■ Available data
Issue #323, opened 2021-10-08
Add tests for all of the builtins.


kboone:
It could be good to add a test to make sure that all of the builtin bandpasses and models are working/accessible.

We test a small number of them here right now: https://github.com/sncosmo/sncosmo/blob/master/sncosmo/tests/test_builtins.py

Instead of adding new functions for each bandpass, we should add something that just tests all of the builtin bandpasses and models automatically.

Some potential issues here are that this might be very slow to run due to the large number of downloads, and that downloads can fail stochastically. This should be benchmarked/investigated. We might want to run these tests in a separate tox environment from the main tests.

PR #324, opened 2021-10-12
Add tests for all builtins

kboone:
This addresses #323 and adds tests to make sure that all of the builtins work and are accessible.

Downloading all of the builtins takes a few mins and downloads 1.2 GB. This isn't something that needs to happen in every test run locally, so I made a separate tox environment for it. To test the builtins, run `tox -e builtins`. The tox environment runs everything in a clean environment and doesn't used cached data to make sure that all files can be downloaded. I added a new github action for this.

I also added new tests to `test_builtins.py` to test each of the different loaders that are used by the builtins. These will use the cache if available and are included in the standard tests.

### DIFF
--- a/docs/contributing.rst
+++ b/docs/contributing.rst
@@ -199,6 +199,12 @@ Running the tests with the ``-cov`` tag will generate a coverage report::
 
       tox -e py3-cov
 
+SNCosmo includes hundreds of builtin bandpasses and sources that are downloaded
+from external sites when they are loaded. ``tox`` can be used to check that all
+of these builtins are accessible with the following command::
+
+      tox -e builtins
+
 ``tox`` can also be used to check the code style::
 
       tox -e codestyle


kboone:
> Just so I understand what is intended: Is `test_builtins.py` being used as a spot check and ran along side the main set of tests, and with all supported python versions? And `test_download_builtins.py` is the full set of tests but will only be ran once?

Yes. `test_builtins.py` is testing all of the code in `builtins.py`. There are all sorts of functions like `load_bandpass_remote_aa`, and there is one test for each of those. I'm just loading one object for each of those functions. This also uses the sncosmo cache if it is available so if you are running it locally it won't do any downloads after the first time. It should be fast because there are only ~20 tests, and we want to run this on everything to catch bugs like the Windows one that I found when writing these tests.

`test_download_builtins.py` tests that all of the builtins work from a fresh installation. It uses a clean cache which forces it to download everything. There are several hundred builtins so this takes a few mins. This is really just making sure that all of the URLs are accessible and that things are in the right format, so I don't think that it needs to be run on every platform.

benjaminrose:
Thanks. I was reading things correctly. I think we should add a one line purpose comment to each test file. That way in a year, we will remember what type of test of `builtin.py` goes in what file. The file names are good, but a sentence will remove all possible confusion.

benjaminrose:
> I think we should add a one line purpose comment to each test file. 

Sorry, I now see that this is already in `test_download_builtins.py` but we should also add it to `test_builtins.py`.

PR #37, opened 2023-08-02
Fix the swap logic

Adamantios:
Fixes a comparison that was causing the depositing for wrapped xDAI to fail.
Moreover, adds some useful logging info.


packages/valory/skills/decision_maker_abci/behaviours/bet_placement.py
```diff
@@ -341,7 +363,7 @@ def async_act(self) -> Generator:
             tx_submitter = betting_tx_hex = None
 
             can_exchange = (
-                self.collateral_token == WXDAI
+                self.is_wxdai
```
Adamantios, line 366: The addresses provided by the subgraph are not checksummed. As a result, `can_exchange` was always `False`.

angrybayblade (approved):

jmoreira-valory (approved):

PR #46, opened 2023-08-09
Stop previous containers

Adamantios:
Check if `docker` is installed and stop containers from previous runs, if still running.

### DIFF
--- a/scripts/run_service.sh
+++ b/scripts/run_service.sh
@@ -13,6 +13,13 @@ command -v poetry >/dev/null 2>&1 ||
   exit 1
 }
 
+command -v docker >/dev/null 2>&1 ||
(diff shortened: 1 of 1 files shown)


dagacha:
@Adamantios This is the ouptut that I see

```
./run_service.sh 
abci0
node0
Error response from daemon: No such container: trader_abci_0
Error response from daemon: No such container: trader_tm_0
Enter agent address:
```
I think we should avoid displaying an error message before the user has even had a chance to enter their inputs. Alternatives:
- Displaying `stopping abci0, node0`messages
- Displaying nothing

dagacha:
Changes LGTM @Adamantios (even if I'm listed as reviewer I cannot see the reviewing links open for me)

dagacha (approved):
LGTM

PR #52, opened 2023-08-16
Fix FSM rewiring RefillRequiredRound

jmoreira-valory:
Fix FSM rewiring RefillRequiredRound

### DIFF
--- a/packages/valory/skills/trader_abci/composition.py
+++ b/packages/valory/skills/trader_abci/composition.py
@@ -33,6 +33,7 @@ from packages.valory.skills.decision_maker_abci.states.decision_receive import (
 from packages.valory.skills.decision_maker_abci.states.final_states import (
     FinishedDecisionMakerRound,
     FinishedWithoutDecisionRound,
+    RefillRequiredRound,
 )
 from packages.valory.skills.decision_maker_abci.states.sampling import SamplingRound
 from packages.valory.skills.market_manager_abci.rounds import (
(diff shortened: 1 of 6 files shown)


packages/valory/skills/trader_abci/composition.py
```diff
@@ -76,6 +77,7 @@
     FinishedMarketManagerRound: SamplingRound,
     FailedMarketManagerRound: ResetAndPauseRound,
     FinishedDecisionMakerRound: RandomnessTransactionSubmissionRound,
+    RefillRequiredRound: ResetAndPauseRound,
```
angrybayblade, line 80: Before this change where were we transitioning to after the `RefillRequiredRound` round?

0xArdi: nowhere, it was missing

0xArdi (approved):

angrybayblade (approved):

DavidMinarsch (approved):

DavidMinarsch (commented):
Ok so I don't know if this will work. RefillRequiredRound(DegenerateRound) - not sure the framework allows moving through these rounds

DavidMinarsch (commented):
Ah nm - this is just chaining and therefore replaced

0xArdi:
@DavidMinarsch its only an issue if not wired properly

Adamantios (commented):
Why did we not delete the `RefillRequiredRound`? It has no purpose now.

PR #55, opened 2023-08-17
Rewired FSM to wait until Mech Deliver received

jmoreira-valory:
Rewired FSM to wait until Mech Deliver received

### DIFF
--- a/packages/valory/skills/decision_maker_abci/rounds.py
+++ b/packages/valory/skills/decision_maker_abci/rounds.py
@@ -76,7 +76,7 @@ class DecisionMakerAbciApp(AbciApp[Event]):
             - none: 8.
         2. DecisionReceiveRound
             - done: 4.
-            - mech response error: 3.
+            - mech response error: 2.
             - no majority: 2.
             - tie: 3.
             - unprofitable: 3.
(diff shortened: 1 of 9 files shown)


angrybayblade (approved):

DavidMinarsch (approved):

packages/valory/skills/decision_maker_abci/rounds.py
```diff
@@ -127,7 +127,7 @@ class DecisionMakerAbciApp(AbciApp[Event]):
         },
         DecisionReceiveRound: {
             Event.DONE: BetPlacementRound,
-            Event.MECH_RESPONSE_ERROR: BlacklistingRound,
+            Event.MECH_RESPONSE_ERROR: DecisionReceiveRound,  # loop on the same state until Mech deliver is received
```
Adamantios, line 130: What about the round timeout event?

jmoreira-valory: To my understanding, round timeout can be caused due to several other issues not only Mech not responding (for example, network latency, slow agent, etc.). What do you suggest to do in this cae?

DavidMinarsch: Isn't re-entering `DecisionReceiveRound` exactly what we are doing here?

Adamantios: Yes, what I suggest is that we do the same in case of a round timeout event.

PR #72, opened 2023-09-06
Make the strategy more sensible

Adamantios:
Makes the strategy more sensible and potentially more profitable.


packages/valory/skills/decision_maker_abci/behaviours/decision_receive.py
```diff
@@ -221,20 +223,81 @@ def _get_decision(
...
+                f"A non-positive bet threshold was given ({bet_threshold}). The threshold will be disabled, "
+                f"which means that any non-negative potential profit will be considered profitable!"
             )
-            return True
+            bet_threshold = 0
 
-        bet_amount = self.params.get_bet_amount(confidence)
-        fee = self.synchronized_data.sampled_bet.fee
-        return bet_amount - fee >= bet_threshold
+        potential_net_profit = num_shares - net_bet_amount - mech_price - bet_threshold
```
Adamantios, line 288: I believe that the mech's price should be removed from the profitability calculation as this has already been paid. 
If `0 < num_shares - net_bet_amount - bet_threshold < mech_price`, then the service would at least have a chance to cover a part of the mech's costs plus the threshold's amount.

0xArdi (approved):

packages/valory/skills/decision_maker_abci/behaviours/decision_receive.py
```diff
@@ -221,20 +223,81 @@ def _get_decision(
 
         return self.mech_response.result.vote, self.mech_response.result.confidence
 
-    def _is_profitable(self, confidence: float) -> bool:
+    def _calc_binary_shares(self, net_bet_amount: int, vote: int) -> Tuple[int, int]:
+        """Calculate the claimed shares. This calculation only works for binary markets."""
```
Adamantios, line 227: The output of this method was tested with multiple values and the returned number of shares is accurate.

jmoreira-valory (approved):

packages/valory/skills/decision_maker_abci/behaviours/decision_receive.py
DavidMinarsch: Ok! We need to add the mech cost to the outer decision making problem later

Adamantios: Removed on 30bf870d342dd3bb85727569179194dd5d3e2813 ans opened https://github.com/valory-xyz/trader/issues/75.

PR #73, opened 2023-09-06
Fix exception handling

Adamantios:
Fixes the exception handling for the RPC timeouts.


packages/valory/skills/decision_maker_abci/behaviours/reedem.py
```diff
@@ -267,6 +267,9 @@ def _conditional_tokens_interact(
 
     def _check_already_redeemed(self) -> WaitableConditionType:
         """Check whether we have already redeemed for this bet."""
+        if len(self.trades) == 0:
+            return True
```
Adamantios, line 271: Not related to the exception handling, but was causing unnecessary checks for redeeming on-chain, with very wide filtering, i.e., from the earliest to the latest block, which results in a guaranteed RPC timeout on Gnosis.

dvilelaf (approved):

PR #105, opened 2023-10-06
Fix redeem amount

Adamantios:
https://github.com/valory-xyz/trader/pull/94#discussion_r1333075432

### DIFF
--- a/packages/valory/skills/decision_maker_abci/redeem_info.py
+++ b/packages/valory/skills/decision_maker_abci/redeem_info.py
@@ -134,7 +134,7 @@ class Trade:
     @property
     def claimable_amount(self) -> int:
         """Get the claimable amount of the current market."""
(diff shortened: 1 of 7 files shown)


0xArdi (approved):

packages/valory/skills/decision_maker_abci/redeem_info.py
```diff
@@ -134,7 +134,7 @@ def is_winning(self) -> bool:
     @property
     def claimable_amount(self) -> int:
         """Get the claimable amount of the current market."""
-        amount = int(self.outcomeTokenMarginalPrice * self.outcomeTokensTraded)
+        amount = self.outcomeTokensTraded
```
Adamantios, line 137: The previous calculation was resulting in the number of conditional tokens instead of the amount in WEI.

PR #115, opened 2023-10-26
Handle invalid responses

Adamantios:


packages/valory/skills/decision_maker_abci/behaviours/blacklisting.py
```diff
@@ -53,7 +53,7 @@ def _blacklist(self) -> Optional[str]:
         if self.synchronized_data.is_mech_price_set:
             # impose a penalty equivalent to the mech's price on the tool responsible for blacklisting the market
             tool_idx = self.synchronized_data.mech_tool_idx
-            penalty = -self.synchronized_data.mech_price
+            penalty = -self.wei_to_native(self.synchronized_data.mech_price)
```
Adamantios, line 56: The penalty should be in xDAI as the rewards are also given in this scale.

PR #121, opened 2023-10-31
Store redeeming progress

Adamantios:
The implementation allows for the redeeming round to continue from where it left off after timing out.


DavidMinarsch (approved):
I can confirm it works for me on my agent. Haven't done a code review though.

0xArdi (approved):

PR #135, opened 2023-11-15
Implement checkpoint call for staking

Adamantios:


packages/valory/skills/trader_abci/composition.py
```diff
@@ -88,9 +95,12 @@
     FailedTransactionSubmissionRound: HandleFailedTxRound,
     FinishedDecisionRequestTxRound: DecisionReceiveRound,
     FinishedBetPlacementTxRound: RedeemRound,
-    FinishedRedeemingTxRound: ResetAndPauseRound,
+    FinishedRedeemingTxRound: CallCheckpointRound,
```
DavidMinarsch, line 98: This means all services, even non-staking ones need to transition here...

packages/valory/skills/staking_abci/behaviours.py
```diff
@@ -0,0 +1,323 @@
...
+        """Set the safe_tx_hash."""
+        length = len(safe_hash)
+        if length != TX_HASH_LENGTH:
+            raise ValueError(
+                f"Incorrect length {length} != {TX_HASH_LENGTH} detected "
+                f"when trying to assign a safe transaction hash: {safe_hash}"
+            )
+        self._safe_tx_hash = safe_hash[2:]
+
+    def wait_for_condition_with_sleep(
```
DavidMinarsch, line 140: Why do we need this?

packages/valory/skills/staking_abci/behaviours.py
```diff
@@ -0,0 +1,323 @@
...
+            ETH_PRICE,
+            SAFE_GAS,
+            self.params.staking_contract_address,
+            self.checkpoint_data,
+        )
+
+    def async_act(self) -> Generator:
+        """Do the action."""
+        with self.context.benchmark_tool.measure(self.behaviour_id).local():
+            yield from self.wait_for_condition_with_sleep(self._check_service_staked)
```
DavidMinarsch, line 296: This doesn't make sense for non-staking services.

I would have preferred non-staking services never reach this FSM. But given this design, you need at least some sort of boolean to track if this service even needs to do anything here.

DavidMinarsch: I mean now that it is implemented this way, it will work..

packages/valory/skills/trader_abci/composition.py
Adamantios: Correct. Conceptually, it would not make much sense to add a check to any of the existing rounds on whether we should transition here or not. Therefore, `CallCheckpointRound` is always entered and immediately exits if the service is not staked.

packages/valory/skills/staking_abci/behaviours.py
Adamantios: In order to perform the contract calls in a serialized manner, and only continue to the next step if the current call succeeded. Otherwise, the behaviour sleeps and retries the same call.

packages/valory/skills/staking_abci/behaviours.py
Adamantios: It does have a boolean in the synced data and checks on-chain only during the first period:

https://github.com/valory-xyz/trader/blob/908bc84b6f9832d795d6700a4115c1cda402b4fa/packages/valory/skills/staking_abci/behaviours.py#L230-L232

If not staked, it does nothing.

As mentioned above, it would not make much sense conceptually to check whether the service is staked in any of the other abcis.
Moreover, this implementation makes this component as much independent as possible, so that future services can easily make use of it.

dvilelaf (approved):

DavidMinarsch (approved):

■ Your instructions
Whichever lines of the records above hold the word "shown" should all be copied out.

■ Written solution
(diff shortened: 1 of 1 files shown)
(diff shortened: 1 of 6 files shown)
(diff shortened: 1 of 9 files shown)
(diff shortened: 1 of 7 files shown)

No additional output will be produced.